# HomePod et automatisation (Raccourcis et Scénarios)



## maxime350 (14 Septembre 2019)

Bonjour à tous,

Je suis un heureux nouveau possesseur d'un HomePod.
Ce n'est pas le sujet de mon post mais rapidement, je suis bluffé: surtout par l'usage de "Dis Siri" qui n'a rien à voir avec un usage sur iPhone, Watch, Mac, ...
Le reste c'est du Apple: expérience utilisateur parfaite, finition premium, joli, qualitatif, ...

Ma question:

J'ai quelques raccourcis et scénarios bien pratique: Bonjour, Bonne Nuit, Dodo, ...
J'aimerais y intégrer le HomePod pour, par exemple: me lire l'actualité, me restituer la météo du jour, m'informer sur les anniversaires du jour, etc ...

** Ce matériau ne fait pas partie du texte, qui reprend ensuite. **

PR #1396, opened 2023-02-18
Cuelist slider fix

kpr0th:
Adjust CueList slider value calculation to fully align ValueChanged->Step# and Step#Changed->Value calculations.

Previously, clicking the PreviousStep button didn't always update the slider position, due to off-by-one issues          near whole-numbered calculated values.  Example: with a 6-step chaser, advance to the end, then click the Previous Cue button and note that the slider only jumps up every other click. Also, if you move the slider position with keystrokes up and down (or presumably also via a midi encoder wheel up/down), note that it jumps to the next step at slightly different values than the ones that are calculated when using next/previous step buttons -- and then the displayed value at the top of the slider "jumps" to the top end of the subset of values calculated to belong to the newly selected chaser step #, which causes the visual feedback to "jump".

### DIFF
--- a/qmlui/virtualconsole/vccuelist.cpp
+++ b/qmlui/virtualconsole/vccuelist.cpp
@@ -260,13 +260,13 @@ void VCCueList::setSideFaderLevel(int level)
         if (ch->stepsCount() < 256)
         {
             float stepSize = 256 / float(ch->stepsCount()); //divide up the full 0..255 range
-            stepSize = qFloor((stepSize * 100000) + 0.5) / 100000; //round to 5 decimals to fix corner cases
+            stepSize = (float)qFloor((stepSize * 100000) + 0.5) / 100000; //round to 5 decimals to fix corner cases
             if(level >= 256.0 - stepSize)
                 newStep = ch->stepsCount() - 1;
             else
                 newStep = qFloor(qreal(level) / qreal(stepSize));
+            //qDebug() << "value:" << value << " new step:" << newStep << " stepSize:" << stepSize;
         }
-        //qDebug() << "value:" << value << " steps:" << ch->stepsCount() << "new step:" << newStep;
 
         ChaserAction action;
         action.m_action = ChaserSetStepIndex;
--- a/qmlui/virtualconsole/vccuelist.cpp
+++ b/qmlui/virtualconsole/vccuelist.cpp
@@ -259,13 +259,14 @@ void VCCueList::setSideFaderLevel(int level)
         int newStep = level; // by default we assume the Chaser has more than 256 steps
         if (ch->stepsCount() < 256)
         {
-            float stepSize = 255 / float(ch->stepsCount());
-            if (level >= 255 - stepSize)
+            float stepSize = 256 / float(ch->stepsCount()); //divide up the full 0..255 range
+            stepSize = qFloor((stepSize * 100000) + 0.5) / 100000; //round to 5 decimals to fix corner cases
+            if(level >= 256.0 - stepSize)
                 newStep = ch->stepsCount() - 1;
             else
                 newStep = qFloor(qreal(level) / qreal(stepSize));
         }
-        //qDebug() << "value:" << value << "steps:" << ch->stepsCount() << "new step:" << newStep;
+        //qDebug() << "value:" << value << " steps:" << ch->stepsCount() << "new step:" << newStep;
 
         ChaserAction action;
         action.m_action = ChaserSetStepIndex;
--- a/qmlui/virtualconsole/vccuelist.cpp
+++ b/qmlui/virtualconsole/vccuelist.cpp
@@ -260,8 +260,8 @@ void VCCueList::setSideFaderLevel(int level)
         if (ch->stepsCount() < 256)
         {
             float stepSize = 256 / float(ch->stepsCount()); //divide up the full 0..255 range
-            stepSize = (float)qFloor((stepSize * 100000) + 0.5) / 100000; //round to 5 decimals to fix corner cases
-            if(level >= 256.0 - stepSize)
+            stepSize = qFloor((stepSize * 100000.0) + 0.5) / 100000.0; //round to 5 decimals to fix corner cases
+            if (level >= 256.0 - stepSize)
                 newStep = ch->stepsCount() - 1;
             else
                 newStep = qFloor(qreal(level) / qreal(stepSize));
--- a/ui/src/virtualconsole/vccuelist.cpp
+++ b/ui/src/virtualconsole/vccuelist.cpp
@@ -818,16 +818,17 @@ void VCCueList::slotCurrentStepChanged(int stepNumber)
         float stepVal;
         int stepsCount = m_tree->topLevelItemCount();
         if (stepsCount < 256)
-            stepVal = 255.0 / (float)stepsCount;
+            stepVal = 256.0 / (float)stepsCount; //divide up the full 0..255 range
         else
             stepVal = 1.0;
-        int slValue = (stepVal * (float)stepNumber);
+        // value->step# truncates down in slotSideFaderValueChanged; so use ceiling for step#->value
+        float slValue = stepVal * (float)stepNumber;
         if (slValue > 255)
-            slValue = 255;
+            slValue = 255.0;
 
-        int upperBound = 255 - slValue;
-        int lowerBound = qFloor(upperBound - stepVal);
-        //qDebug() << "Slider value:" << m_slider1->value() << "Step range:" << (255 - slValue) << (255 - slValue - stepVal);
+        int upperBound = 255 - qCeil(slValue);
+        int lowerBound = qFloor((float)256.0 - flValue - stepVal);
+        //qDebug() << "Slider value:" << m_sideFader->value() << "->" << 255-slValue << "( disp:" << slValue << ") Step range:" << upperBound << lowerBound;
         // if the Step slider is already in range, then do not set its value
         // this means a user interaction is going on, either with the mouse or external controller
         if (m_sideFader->value() < lowerBound || m_sideFader->value() >= upperBound)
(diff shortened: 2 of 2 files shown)


mcallegari:
I'm not really convinced by those +/- 0.00001
Can you please share the workspace you were using to test this so I can have a look too?
Thanks

kpr0th:
Yes, I'll try to pack it up tonight after work.  And maybe throw a quick video together to walk through it.  For now I'll try explaining with words, in case that's enough.

I was testing with a super-simple workspace - 1 scene dropped into a chaser 6 times, and attached to the cuelist.  Also tested with it in the chaser 18 times.  I watched the debug closely (I actually changed it to qWarning temporarily so I could ignore all the other debug output).  And then I used the NextCue/PrevCue buttons and keyboard arrows (up/down) to move the steps and slider.

With 6 steps, each step gets 42 2/3 of the 256 DMX values (42.6666666667). First step starts at 255 and ends at 212.333333, so it "owns" the range from 255 down to 213; in other words, any value between 213 and 255 inclusive should equate to step # 1. 
The second step's starting location gets truncated down to 212, and ends at 169.666666, so it "owns" the range from 212 down to 170.  
Third step starts at 169, and the fourth step starts at *exactly* 127, so the third step "owns" the range from 169 down to 128.  And this is where the problem comes in - without those +/-0.00001's, the calculation was deciding that the third step owns 169 down to **127**, and the fourth step owned 127 down to 85, and if 2 steps share one DMX value then it was unclear which one really owned that value - and when I arrowed "up" toward the top of the slider, it would jump when it got to 127 (if i recall correctly).

I picked 0.00001 because floats keep 6-8 digits of precision, and the smallest # of DMX values assigned to one step is 256/255 = 1.00392.  So the 0.00001 is large enough to affect the floating point numbers, but small enough to never push any one step's range over an integer boundary that it shouldn't (at least, that's my belief).

kpr0th:
p.s. I was thinking I was dealing with floating point rounding errors when I was testing the code change. I thought the value that was supposed to be an exact integer was somehow looking like it was slightly less than the integer value. But after responding to your question above, I realize that the real issue I'm solving is that an integer value comes out as the same number if you apply qCeil or qFloor, but to make sure each step owns a specific range of DMX values I needed all the possible dividing lines to return one value after qCeil() and a different value after qFloor()...  So, the comment in the code I checked-in is misleading; I'll try to fix that.  I'll still get you a workspace and a few pictures or a video tonight.

kpr0th:
> I'm not really convinced by those +/- 0.00001 Can you please share the workspace you were using to test this so I can have a look too? (you'll have to zip it to attach here) Thanks

Attaching a zip, containing the test qxw plus a series of PNG's to try and illustrate what I was seeing.

[cuelist-test.zip](https://github.com/mcallegari/qlcplus/files/10809583/cuelist-test.zip)

kpr0th:
> I'm not really convinced by those +/- 0.00001 Can you please share the workspace you were using to test this so I can have a look too? (you'll have to zip it to attach here) Thanks

@mcallegari:  I finally took some time to get back to this.  I setup a bit of quick test code to run all possible values and look for corner cases.  In the process I realized there were a couple of other 255's that should have been 256's.  And I found a few more corner cases that I wasn't looking at before.  By rounding off the "stepSize" variable to 5 decimals I was able to eliminate all of them.  So I removed the +/- 0.00001's, rebased on my feature branch, and now I'm confident this is a solid fix without the hack.  Will you please re-consider this pull request?

(and if I somehow messed up the re-basing, let me know and I can re-create my change on a clean branch instead -- I'm not all that experienced with git yet)

kpr0th:
@mcallegari  :  you had asked for info on the issue I was trying to fix.  I posted a zip file back on Feb 22 with pics showing the issue in the upstream/master, along with how my fix adjusted it.  I just checked, and the original issue still exists in the latest upstream codebase.  My updated commit still fixes it.  In case the pictures aren't making the issue obvious enough, you can reproduce the problem using the Feb 22 workspace in v4:

Go online with the virtual console
Press play on the cuelist widget
Press "Next Cue" twice - observe that the side slider moves each time, and the number at the top also changes
Press "Previous Cue" twice - observe that the side slider only moves on the second button press, and the number at the top also doesn't change until the second button press, even though the selected cue changes both times.

Expected behavior: side slider moves every time previous or next cue is pressed, and the number at the top of the slider also changes.

Another symptom of the issue:

Go online with the virtual console
Press play on the cuelist widget
Press "Next Cue" once - observe that the 2nd cue is selected, the side slider moves down, and the top number shows 42.
Click on the side slider with your mouse, and then press the down arrow on your keyboard (or, use an external input device to send a "43" to the cuelist widget) - observe that the number changes to 43.   
Then press the up arrow on your keyboard (or send in a 42 from an external input device) - observe that the number changes back to 42, and the selected cue changes to Cue 1.

Expected behavior: since 42 is the top of the 2nd cue's range, sending a 42 should stay on cue 2.

ui/src/virtualconsole/vccuelist.cpp
```diff
@@ -817,25 +817,32 @@ void VCCueList::slotCurrentStepChanged(int stepNumber)
 
         float stepVal;
         int stepsCount = m_tree->topLevelItemCount();
-        if (stepsCount < 256)
-            stepVal = 255.0 / (float)stepsCount;
-        else
+        if (stepsCount < 256) {
```
mcallegari, line 820: Please stick to the style of the rest of the code

kpr0th: Oops - and this after you just checked in a huge lot of code style fixes barely a week ago. Sorry about that. Fixed, and pushed to this branch just now.  Awaiting checks but hopefully they'll complete just fine in a bit.

qmlui/virtualconsole/vccuelist.cpp
```diff
@@ -259,13 +259,14 @@ void VCCueList::setSideFaderLevel(int level)
         int newStep = level; // by default we assume the Chaser has more than 256 steps
         if (ch->stepsCount() < 256)
         {
-            float stepSize = 255 / float(ch->stepsCount());
-            if (level >= 255 - stepSize)
+            float stepSize = 256 / float(ch->stepsCount()); //divide up the full 0..255 range
+            stepSize = (float)qFloor((stepSize * 100000) + 0.5) / 100000; //round to 5 decimals to fix corner cases
```
mcallegari, line 263: stepSize is already float, so no need to cast it to float again

qmlui/virtualconsole/vccuelist.cpp
```diff
@@ -259,13 +259,14 @@ void VCCueList::setSideFaderLevel(int level)
...
+            if(level >= 256.0 - stepSize)
```
mcallegari, line 264: Code style: space after 'if'

ui/src/virtualconsole/vccuelist.cpp
```diff
@@ -817,25 +817,36 @@ void VCCueList::slotCurrentStepChanged(int stepNumber)
 
         float stepVal;
         int stepsCount = m_tree->topLevelItemCount();
-        if (stepsCount < 256)
-            stepVal = 255.0 / (float)stepsCount;
-        else
+        if (stepsCount < 256) 
+        {
+            stepVal = 256.0 / (float)stepsCount; //divide up the full 0..255 range
+            stepVal = (float)qFloor((stepVal * 100000) + 0.5) / 100000; //round to 5 decimals to fix corner cases
```
mcallegari, line 823: same as above. Cast not needed

ui/src/virtualconsole/vccuelist.cpp
```diff
@@ -817,25 +817,36 @@ void VCCueList::slotCurrentStepChanged(int stepNumber)
...
+        float slValue = stepVal * (float)stepNumber;
         if (slValue > 255)
-            slValue = 255;
+            slValue = 255.0;
 
-        int upperBound = 255 - slValue;
-        int lowerBound = qFloor(upperBound - stepVal);
-        //qDebug() << "Slider value:" << m_slider1->value() << "Step range:" << (255 - slValue) << (255 - slValue - stepVal);
+        int upperBound = 255 - qCeil(slValue);
+        int lowerBound = qFloor((float)256.0 - slValue - stepVal);
```
mcallegari, line 836: I think casting to float is not needed here too since you specified .0 which the compiler interprets as float

ui/src/virtualconsole/vccuelist.cpp
```diff
@@ -1216,13 +1227,14 @@ void VCCueList::slotSideFaderValueChanged(int value)
         int newStep = value; // by default we assume the Chaser has more than 256 steps
         if (ch->stepsCount() < 256)
         {
-            float stepSize = 255.0 / (float)ch->stepsCount();
-            if (value >= 255.0 - stepSize)
+            float stepSize = 256.0 / (float)ch->stepsCount();  //divide up the full 0..255 range
+            stepSize = (float)qFloor((stepSize * 100000) + 0.5) / 100000; //round to 5 decimals to fix corner cases
```
mcallegari, line 1231: Cast not needed. Explicitly use 100000.0

ui/src/virtualconsole/vccuelist.cpp
```diff
@@ -1216,13 +1227,14 @@ void VCCueList::slotSideFaderValueChanged(int value)
...
+            if(value >= 256.0 - stepSize)
```
mcallegari, line 1232: Code style: space after 'if'

qmlui/virtualconsole/vccuelist.cpp
kpr0th: Corrected for next commit.

ui/src/virtualconsole/vccuelist.cpp
kpr0th: Corrected for next commit.

qmlui/virtualconsole/vccuelist.cpp
kpr0th: Yep -- but the result of calling qFloor is an int, and the resulting stepSize was getting truncated.  But per your request below, I changed "100000" to "100000.0" and removed the now-unnecessary casts to float.

ui/src/virtualconsole/vccuelist.cpp
kpr0th: Same fix as above.

ui/src/virtualconsole/vccuelist.cpp
kpr0th: Tested successfully without the (float). Removed in new commit.

ui/src/virtualconsole/vccuelist.cpp
kpr0th: Tested this as per your recommendation and it works fine that way.  Casts removed.

mcallegari:
Looks good now. Thanks :+1:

J'ai l'impression que pour le moment le HomePod n'est pas capable de s'intégrer à des automatisations ...
Quelqu'un pourrait me contredire svp ?? ;')

A vous lire,
Maxime


----------



## Jonathan16 (22 Septembre 2019)

maxime350 a dit:


> Bonjour à tous,
> 
> Je suis un heureux nouveau possesseur d'un HomePod.
> Ce n'est pas le sujet de mon post mais rapidement, je suis bluffé: surtout par l'usage de "Dis Siri" qui n'a rien à voir avec un usage sur iPhone, Watch, Mac, ...
> ...



Salut, alors moi les raccourcis que j’ai créés avec mes différents luminaires fonctionnaient très bien avec les HomePod mais depuis le passage à iOS 13, Siri (des HomePod) me répond en anglais que les raccourcis ne sont pas valables sur le HomePod


----------



## ABRIBUS98 (26 Septembre 2019)

Il me semble que pour activer les raccourcis sur HomePod il faut activer « requêtes personnelles »


----------



## eskoria (28 Septembre 2019)

Jonathan16 a dit:


> Salut, alors moi les raccourcis que j’ai créés avec mes différents luminaires fonctionnaient très bien avec les HomePod mais depuis le passage à iOS 13, Siri (des HomePod) me répond en anglais que les raccourcis ne sont pas valables sur le HomePod


Je crois qu’il faut attendre la maj HomePod qui suit ios13


----------



## ABRIBUS98 (28 Septembre 2019)

eskoria a dit:


> Je crois qu’il faut attendre la maj HomePod qui suit ios13



Ah ton HomePod est passé sur IOS13 ?? 
Bizarre chez moi il est bloqué sur 12...


----------



## maxime350 (6 Octobre 2019)

Problème résolu depuis iOS 13.1.2


----------



## ABRIBUS98 (6 Octobre 2019)

Mais vous avez pu mettre à jour votre HomePod en 13 ?


----------



## maxime350 (6 Octobre 2019)

Non non pas encore de mise à jour dispo sur le HomePod


----------



## gerard.marquises (6 Octobre 2019)

Bonjour, pas de problème pour le MAJ en 13. En revanche quand je demande à Siri de me lire un morceau que j'ai copier sur iTunes, il me dit qu'il ne le trouva pas. Et comme j'en ai importer queues milliers...... Des idées pour régler ce problème?


----------



## ABRIBUS98 (6 Octobre 2019)

Merci, je sais pas vous mais en ce moment Siri est à la ramasse (sans parler des liaisons sur ios) mais dès que je lui demande quelque chose il me répond quasi systématiquement qu’il n’est pas connecté à internet... alors que si il l’est. Comme j’en ai marre de me prendre des vents je lui demande plus rien.


----------



## ABRIBUS98 (10 Octobre 2019)

gerard.marquises a dit:


> Bonjour, pas de problème pour le MAJ en 13. En revanche quand je demande à Siri de me lire un morceau que j'ai copier sur iTunes, il me dit qu'il ne le trouva pas. Et comme j'en ai importer queues milliers...... Des idées pour régler ce problème?



En fait Siri fonctionne uniquement sur Apple Music et sur les bibliothèques importées iTunes Match. Donc pour toi la solution serait iTunes Match ou envoyer directement en AirPlay.


----------